**Dataset section**.

PR #809, opened 2026-02-27
Enhance accessibility features and keyboard support across UI

ashleycox:
I'm a totally blind maker learning CNC for the first time. I use a screenreader (specifically Voiceover on MacOS) which converts text on the screen to synthesised  speech. Many of the UI controls within GSender lacked labels that the screenreader could read, and therefore the interface was largely inaccessible. These contributions add descriptive aria labels to numerous UI controls, implement live regions, landmarks and roles, introduce accessibility settings such as reduced motion, keyboard focus indicators, focus trapping for modal dialogues, a context-sensitive keyboard shortcuts map, and desciptive g-code summaries for the visualiser. These additions make gSender the only fully accessible CNC control application around, as far as I am aware.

**Brief**.
Restate the data word for word, leaving nothing out.

**Answer section**.
PR #809, opened 2026-02-27
Enhance accessibility features and keyboard support across UI

ashleycox:
I'm a totally blind maker learning CNC for the first time. I use a screenreader (specifically Voiceover on MacOS) which converts text on the screen to synthesised  speech. Many of the UI controls within GSender lacked labels that the screenreader could read, and therefore the interface was largely inaccessible. These contributions add descriptive aria labels to numerous UI controls, implement live regions, landmarks and roles, introduce accessibility settings such as reduced motion, keyboard focus indicators, focus trapping for modal dialogues, a context-sensitive keyboard shortcuts map, and desciptive g-code summaries for the visualiser. These additions make gSender the only fully accessible CNC control application around, as far as I am aware.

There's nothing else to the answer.